Despite their apparent complexity, S1+2 segmentectomies are easier than some sublobar resections, as the direction of the intersegmental plane is found more easily and does not pose many problems. The technique is similar to the one used for right upper lobectomy, but the dissection is just pushed one step further.


References

  1. Gossot D. Atlas of endoscopic major pulmonary resections. Paris: Springer-Verlag; 2010. 170 p.
  2. Gossot D, Ramos R, Brian E, Raynaud C, Girard P, Strauss C. A totally thoracoscopic approach for pulmonary anatomic segmentectomies. Interact Cardiovasc Thorac Surg. 2011;12(4):529-532.
  3. Nomori H, Okada M. Anatomical Segmentectomy for Lung Cancer. Tokyo: Springer-Verlag; 2012.
  4. Cao C, Chandrakumar D, Gupta S, Yan TD, Tian DH. Could less be more?-A systematic review and meta-analysis of sublobar resections versus lobectomy for non-small cell lung cancer according to patient selection. Lung Cancer. 2015;89(2):121-132.

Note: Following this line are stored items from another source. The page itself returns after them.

Issue #556, opened 2019-10-05
ThreadSafeFunction(napi_threadsafe_function) works badly with BlockingCall()


o2genum:
When a `ThreadSafeFunction` instance is created from `napi_threadsafe_function`, its `BlockingCall` method doesn't work properly:
- The passed callback is ignored, but still required by the method signature (the one supplied with `napi_create_threadsafe_function` is used)
- The passed `data` pointer is incorrect for some reason. `napi_call_threadsafe_function` works fine.

I'm doing this because I want to `napi_unref_threadsafe_function` without using all the verbose C APIs.

KevinEady:
Hello @o2genum ,

Can you post some code that you are using? Here's some code using BlockingCall() in all three overloads:

https://github.com/nodejs/node-addon-api/blob/dd9fa8a4a80103b8fb5cea4a891c32d04d6ae1d2/test/threadsafe_function/threadsafe_function.cc#L52-L66

We have two tests: one using `BlockingCall` with no callback or data, and one using `BlockingCall` with data and callback, passing an `int*` to `callback`, which receives that value.

https://github.com/nodejs/node-addon-api/blob/e10e683a078a53be6984d2602e6d3be5da0d5d69/test/threadsafe_function/threadsafe_function_sum.cc#L35-L41

And here we use `BlockingCall()` with only callback and no data.

KevinEady:
Ahh, I am sorry, I misunderstood your issue. Using the node-addon-api with a pre-constructed `napi_threadsafe_function` fails. I will take a look. Thanks!

o2genum:
Nice! By the way, I want to note I could have done without wrapping TSFN from C API into C++ API one if there was a way to call `napi_unref_threadsafe_function` from C++ API, to prevent the TSFN from keeping event loop alive.

KevinEady:
Hi @o2genum ,

Yeah, so I'm not sure how we can wrap an existing `napi_tsfn` in a new `ThreadSafeFunction`... And yep, the main problem is with how the `TSFN` is not a "1:1 wrapper" with napi_tsfn functions I suppose.

[...]

PR #687, opened 2020-03-22
tsfn: implement ThreadSafeFunctionEx for GCC 5+

KevinEady:
This PR backs the existing `ThreadSafeFunction` class with the new `ThreadSafeFunctionEx` class. However, there are compilation issues on gcc-4.8 used by the CI.  node v10 has a minimum build requirement of [gcc-4.9](https://github.com/nodejs/node/blob/v10.x/BUILDING.md#unixmacos). 

We discussed somewhere (possibly an N-API meeting) that we can have this PR blocked until node 10 is decommissioned, so we can update our CI's gcc and possibly incorporate these changes.

### DIFF
--- a/napi-inl.h
+++ b/napi-inl.h
@@ -218,6 +218,44 @@ struct ThreadSafeFinalize {
   FinalizerDataType* data;
   Finalizer callback;
 };
+
+template <typename ContextType, typename DataType, typename CallJs, CallJs call>
+typename std::enable_if<call != nullptr>::type
+static inline CallJsWrapper(napi_env env, napi_value jsCallback, void *context, void *data) {
+  call(env, Function(env, jsCallback), static_cast<ContextType *>(context),
+       static_cast<DataType *>(data));
+}
+
+template <typename ContextType, typename DataType, typename CallJs, CallJs call>
+typename std::enable_if<call == nullptr>::type
+static inline CallJsWrapper(napi_env env, napi_value jsCallback, void * /*context*/,
+              void * /*data*/) {
+  if (jsCallback != nullptr) {
+    Function(env, jsCallback).Call(0, nullptr);
+  }
+}
+
+#if NAPI_VERSION > 4
+
+template <typename CallbackType, typename TSFN>
+napi_value DefaultCallbackWrapper(napi_env /*env*/, std::nullptr_t /*cb*/) {
+  return nullptr;
+}
+
+template <typename CallbackType, typename TSFN>
+napi_value DefaultCallbackWrapper(napi_env /*env*/, Napi::Function cb) {
+  return cb;
+}
+
+#else
+template <typename CallbackType, typename TSFN>
+napi_value DefaultCallbackWrapper(napi_env env, Napi::Function cb) {
+  if (cb.IsEmpty()) {
+    return TSFN::EmptyFunctionFactory(env);
+  }
+  return cb;
+}
+#endif  // NAPI_VERSION > 4
 #endif  // NAPI_VERSION > 3 && !defined(__wasm32__)
 
 template <typename Getter, typename Setter>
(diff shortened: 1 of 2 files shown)


napi-inl.h
```diff
@@ -4256,6 +4256,131 @@ inline void AsyncWorker::OnWorkComplete(Napi::Env /*env*/, napi_status status) {
...
+inline ThreadSafeFunctionEx<ContextType> ThreadSafeFunctionEx<ContextType>::New(napi_env env,
+                                                  const Function& callback,
+                                                  const Object& resource,
+                                                  ResourceString resourceName,
+                                                  size_t maxQueueSize,
+                                                  size_t initialThreadCount,
+                                                  ContextType* context,
+                                                  Finalizer finalizeCallback,
+                                                  FinalizerDataType* data,
+                                                  napi_threadsafe_function_call_js call_js_cb) {
```
legendecas: I believe it is worth to type the `napi_threadsafe_function_call_js` with `ContextType` and `DataType`.

KevinEady: @legendecas I was thinking that too, however looking at https://github.com/nodejs/node-addon-api/issues/594#issuecomment-581502550 , there were complaints that the "wrapping" for CallJS was a performance hit... and I can't think of a way to type `napi_threadsafe_function_call_js` without making a wrapper.

Furthermore, I don't think `DataType` can be typed without a wrapper, because it's "declared" in `::New` but "used" in `::[Non]BlockingCall`, and not sure how to link the two together. The way it works in the existing TSFN is that the `napi_threadsafe_function_call_js` takes this [`CallbackWrapper`](https://github.com/nodejs/node-addon-api/blob/89e62a9154b6057ed086a227db25caf26ac8c92a/napi-inl.h#L4585) data which is appropriately typed. Without a wrapper, not sure how to accomplish...

KevinEady:
Hi @mhdawson / @gabrielschulhof / @legendecas,

In yesterday's meeting we discussed how I removed the multiple overloads for the `New` method and only kept one that has _all_ parameters. Looking at https://github.com/nodejs/node-addon-api/issues/544, the last two comments highlight two additional concerns regarding the optional parameter overloads. I believe those are valid, and that's why we I feel we should not have all the possible overloads. This leaves it up to the developer to pass appropriate values. It would also inherently keep up with changing N-API functionality (eg. the new optional `Function` parameter). 

On the contrary, if we _did_ have the multiple overloads, we could N-API version target them via various preprocessor directives, eg. having `New` with no `Function` if NAPI > x. 

I do think we should just stick with one `New` method.

Thoughts?

legendecas:
@KevinEady I submitted another issue #690 to propose an alternative for the optional `Function` of `New` parameter. 

So with `Maybe` boxes, I'd believe we can lean on the one single `New`.

KevinEady:
So @gabrielschulhof / @legendecas  / @mhdawson ,

I was working on this over the weekend, and regarding the CallJS wrapper... 

To recall, we wanted to wrap it so the `New` function's `call_js_cb`

https://github.com/nodejs/node-addon-api/blob/90ebd80ae1f7d703b11529433c5cf3d72ee97491/napi.h#L2045-L2054

eg. callback

https://github.com/nodejs/node-addon-api/blob/90ebd80ae1f7d703b11529433c5cf3d72ee97491/test/threadsafe_function/threadsafe_function_ex.cc#L82-L85

would have signature
```cpp
void(Napi::Env, Napi::Function, ContextType *context, void *data)
```

However, if we do wrap the callback given to `napi_create_threadsafe_function`, you would not be able to get the wrapper `ThreadSafeFunctionEx<Context>`'s underlying `napi_threadsafe_function`  and use it directly with `napi_call_threadsafe_function`, eg. this behavior would not work:

```cpp
auto tsfn = Napi::ThreadSafeFunctionEx<Context>::New(env, ....);
napi_call_threadsafe_function(tsfn, ...)
```

I imagine this is currently an issue in the existing `ThreadSafeFunction` implementation as well. 

FWIW, there was a related problem https://github.com/nodejs/node-addon-api/issues/556 due to wrapping

KevinEady:
Hey @mhdawson / @legendecas / @gabrielschulhof ,

I was able to template the callback parameter as Gabe suggested (woohoo!), and I _think_ the API feels alright... I've included two test cases that show how to use the API:
1. [threadsafe_function_ex/context.cc](https://github.com/nodejs/node-addon-api/blob/561b9687ffe615fb1f41fecab7b18ff9710091b6/test/threadsafe_function_ex/context.cc) - showcases a use of ThreadSafeFunctionEx with all templated parameters (context, data type, call js)
2. [threadsafe_function_ex/simple.cc](https://github.com/nodejs/node-addon-api/blob/561b9687ffe615fb1f41fecab7b18ff9710091b6/test/threadsafe_function_ex/simple.cc) - a very basic tsfn that gives the bare-minimum options (except finalizer, working on that..)

What do you guys think?

gabrielschulhof:
@KevinEady could you please rebase this so I can try a CI run? As it stands, the CI is affected by https://github.com/nodejs/node-addon-api/issues/695 and our CI doesn't automatically rebase for testing like core's CI does.

KevinEady:
Hi @gabrielschulhof , I've updated with master. 

Also, I've added another test to showcase intended api some more -- [threadsafe_function_ex/call.cc](https://github.com/KevinEady/node-addon-api/blob/contexted-tsfn-api/test/threadsafe_function_ex/call.cc) with no context nor finalizer. /cc @mhdawson  @legendecas .

napi-inl.h
```diff
@@ -196,6 +196,22 @@ struct ThreadSafeFinalize {
   FinalizerDataType* data;
   Finalizer callback;
 };
+
+template <typename ContextType, typename DataType, typename CallJs, CallJs call>
+typename std::enable_if<call != nullptr>::type
+static inline CallJsWrapper(napi_env env, napi_value jsCallback, void *context, void *data) {
+  call(env, Function(env, jsCallback), static_cast<ContextType *>(context),
```
mhdawson, line 203: Does this need the  if (jsCallback != nullptr) check like the version below or do we expect the CallJs

mhdawson:
I assume we need some additions to the docs as well?

napi-inl.h
KevinEady: Hi @mhdawson ,

Your comment might have got cut off / incomplete but I think I got you...

I do **not** think we need the `jsCallback != nullptr` check like below. The call will go into the user-defined `CallJs call` with an empty function, which I believe is the normal behavior of using the underlying napi tsfn calls with no callback Function but with a CallJs.

KevinEady:
> The implementation looks good, though AFAICT none of the tests are actually multithreaded. It would be good to have the `Napi::ThreadSafeFunction`s tests reproduced here to ensure that the class deals correctly with threads.

Hi @gabrielschulhof / @mhdawson / @legendecas 

Since the `ThreadSafeFunctionEx` class can be considered the "base feature" class, I was able to make the existing `ThreadSafeFunction` class inherit from `Ex`, thus the existing tests inherently go through `Ex`. Does this satisfy? Please take a look... None of the public members were changed so I do not think this would affect any backwards compatibility

Well... Going through the different CI errors, messing with templates is not as easy as I imagined.

KevinEady:
Hi team,

Going through the errors seen here https://travis-ci.com/github/nodejs/node-addon-api/jobs/323508516#L743 ...

I noticed the node-addon-api CI uses [gcc 4.8.4](https://travis-ci.com/github/nodejs/node-addon-api/jobs/323508516#L601) but the minimum supported gcc version for building node is [gcc 6](https://github.com/nodejs/node/blob/master/BUILDING.md#supported-toolchains). Aaaand of course, when I test this PR on a gcc 6.1 docker image, it runs fine. 

Do we need to support gcc 4? Let's discuss in the next call.

richardlau:
> Do we need to support gcc 4? Let's discuss in the next call.

If you ever want this to land on 10.x then, yes:
https://github.com/nodejs/node/blob/v10.x/BUILDING.md#unix

mhdawson:
We did not discuss in the Node-api team meeting as we ran out of time, but I think since 10.x is officially not supported it can be revisited. See just above https://github.com/nodejs/node-addon-api#setup for where we have documented that.

PR #691, opened 2020-03-28
add doc auto deploy action

### LINKED ISSUE #674: Auto publishing doc using github actions.
With this we can simplify doc publish process.

Ref: https://github.com/JamesIves/github-pages-deploy-action.

gengjiawen:
Fix #674

See: http://www.gengjiawen.com/node-addon-api/.

After merging this, I will do add to `README.md` and other doc fix.

### DIFF
--- a/.github/workflows/doc.yml
+++ b/.github/workflows/doc.yml
@@ -1,0 +1,26 @@
+name: Node.js Addon API Doc Deploy
+
+on:
+  push:
+
+jobs:
+  build-and-deploy:
+    runs-on: ubuntu-latest
+    container: gengjiawen/node-build
+    steps:
+      - name: Checkout 🛎️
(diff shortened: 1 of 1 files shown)


mhdawson:
Can you add a bit more details as to what this is doing?  At some point I think we were going to delete the generated doc, so not sure if this is related to that or not?

gengjiawen:
> At some point I think we were going to delete the generated doc

Why ? It the doc outdated or something ?

legendecas:
I believe the docs under `/doc` directory are recommended to use.

gengjiawen:
> I believe the docs under `/doc` directory are recommended to use.

The generated doc is `yarn run doc` in package.json. So the generated doc is using source from `/doc` folder.

legendecas:
IIUC, doxygen doesn't read these markdown files in `/doc`.

gengjiawen:
I see, we are going to remove doxygen part in current doc system ?

mhdawson:
@gengjiawen that was the plan, we have been remiss in not removing it.

PR #703, opened 2020-04-17
src: reset the NAPI_VERSION by fixing compiler error with NAPI_EXPERIMENTAL

yorkie:
This fixes a compiler error like this:

```shell
/Users/yorkie/workspace/pipcook/packages/boa/node_modules/node-addon-api/napi-inl.h:405:24: error: use of undeclared identifier 'napi_is_date'; did you mean 'napi_is_dataview'?
  napi_status status = napi_is_date(_env, _value, &result);
                       ^~~~~~~~~~~~
                       napi_is_dataview
```

This is because on 10.15.x, the Node.js will automatically define NAPI_VERSION to be a big value when NAPI_EXPERIMENTAL is defined, so it makes a mistake on resolving the `NAPI_VERSION > 4`.

The following commit introduces a pre-define which sets NAPI_VERSION to a magic number when NAPI_EXPERIMENTAL, this may cause an error when enabling NAPI_EXPERIMENTAL on an
actual napi3,4.

Node.js Commit: https://github.com/nodejs/node/commit/8476053c132fd9613aab547aba165190f8064254.

Now Node.js has removed that at the later commit, too. So let's #undef it.

### DIFF
--- a/napi.h
+++ b/napi.h
@@ -9,6 +9,12 @@
 #include <string>
 #include <vector>
 
+// Reset the NAPI_VERSION which is set by some versions of node_api.h
+// See: https://github.com/nodejs/node/commit/8476053c132fd9613aab547aba165190f8064254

  5. Aokage K, Saji H, Suzuki K, et al. A non-randomized confirmatory trial of segmentectomy for clinical T1N0 lung cancer with dominant ground glass opacity based on thin-section computed tomography (JCOG1211). Gen Thorac Cardiovasc Surg. 2017;65(5):267-272.
  6. Cao C, Gupta S, Chandrakumar D, Tian D, Black D, Yan T. Meta-analysis of intentional sublobar resections versus lobectomy for early stage non-small cell lung cancer. Ann Cardiothorac Surg. 2014;3(2):134-141.
  7. Cox M, Yang C, Speicher P, et al. The Role of Extent of Surgical Resection and Lymph Node Assessment for Clinical Stage I Pulmonary Lepidic Adenocarcinoma: An Analysis of 1991 Patients. J Thorac Oncol. 2017;12(4):689-696.
  8. Yang Q, Xie B, Hu M, Sun X, Huang X, Guo M. Thoracoscopic anatomic pulmonary segmentectomy: a 3-dimensional guided imaging system for lung operations. Interact Cardiovasc Thorac Surg. 2016;23(2):183-189.
  9. Hagiwara M, Shimada Y, Kato Y, et al. High-quality 3-dimensional image simulation for pulmonary lobectomy and segmentectomy: results of preoperative assessment of pulmonary vessels and short-term surgical outcomes in consecutive patients undergoing video-assisted thoracic surgery. Eur J Cardiothorac Surg. 2014;46(6):e120-126.
  10. Kanzaki M, Kikkawa T, Shimizu T, et al. Presurgical planning using a three-dimensional pulmonary model of the actual anatomy of patient with primary lung cancer. Thorac Cardiovasc Surg. 2013;61(2):144-150.